私が好んで読んだ本は、今はもう古い(怒られるかな?)のですが、竹村健一さんと、私の大学の大先輩
になるとは思ってもみなかった、鈴木健二元NHKアナウンサーです。
どちらも、さしてお偉いさんというほどではありません。
竹村さんは、今はそうでもないですが、全盛期には、「要するに、何でも書けばいいと思ってんじゃない
の?」といいたくなるような、少しなれれば誰でも先が読めそうなものばかり書いていました。
何を、こんな、誰でもわかることばかり書いた本をずらずらと出版するの?出版できるの?といった感じ
でした。
・・・でも、なぜか、思春期のころの私は、竹村さんの本を、馬鹿らしいとか何とか思いながら、ものす
ごい数を読破しました。彼には、天性の、人気をひきつける「何か」があるのかもしれませんね。
本というのは、やはり、オリジナルな(別に竹村さんがまねをしているという意味ではありません)、ほ
かの人には想像すらつかない内容で無ければいけないと思います。
だって、読まないうちから先の内容がわかってしまうようなものを、誰が読む必要があるのですか?先か
らそのことに関して知っているわけですよね?
鈴木健二さんの場合は、常識的なことばかり、わざと書く人です。「そりゃ、そうすればいいけど、でも、
それって、当たり前でしょ」というのが全体的な彼の本の感想です。わざとそうしているのかもしれないです
が。常識の大切さを強調するために。
鈴木さんの、どの本だったかは忘れましたが「高下駄を鳴らして歩いている人は、何かやってくれそうな
気がする。今の人たちは、そうはとても思えない」と書いてあった、その内容には、いくら大学の大先輩で
も、私は反対です。
要するに、「自分の時代はよかった」といいたいのです。でも、そんなことはありません。
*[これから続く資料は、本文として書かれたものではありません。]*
PR #19650, opened 2023-08-30
Dash/data modifiers article

pawellysy:
Created an article about data modifiers.

### DIFF
--- a/docs/dashboards/data-modifiers.md
+++ b/docs/dashboards/data-modifiers.md
@@ -74,6 +74,7 @@ dataModifier: {
 }
 ```
 
+### Example demos
 You can check the modifiers in work in given demos:
 * [DataGrid with MathModifier](https://jsfiddle.net/gh/get/library/pure/highcharts/highcharts/tree/master/samples/dashboards/demo/datagrid-mathmodifier/)
 * [Parsing the data in CSV using different modifiers](https://jsfiddle.net/gh/get/library/pure/highcharts/highcharts/tree/master/samples/highcharts/data-tools/csv-modifiers)
--- a/docs/dashboards/data-modifiers.md
+++ b/docs/dashboards/data-modifiers.md
@@ -45,7 +45,7 @@ dataModifier: {
     }]
 }
 ```
-* Range - Allows to filter the data, which are exeeding the min and max properties. It works both for numbers as well as alphanumerical values. the `column` option specifies, from which column the values should be used to perform a filtering, and the `minValue` and `maxValue` specify the range limits. Here is the example:
+* Range - Allows filtering the data, which are exceeding the min and max properties. It works both for numbers as well as alphanumerical values. the `column` option specifies, from which column the values should be used to perform a filtering, and the `minValue` and `maxValue` specify the range limits. Here is an example:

時代というものは移り変わるものであり、どの時代にも、いいことも悪いこともあるのです。このことに
は、私は絶対の自身があります。
今思うと、もう少したくさん読んでおけばよかったな、というのは、京都大学数学科の、現名誉教授の森
毅さんの本です。
彼の本には、今はもう大学に存在しなくなりましたが、大学の、いい意味での自由さが、あふれんばかり
に描かれています。
私の場合は、書籍に関しては、要するに、乱読したということです。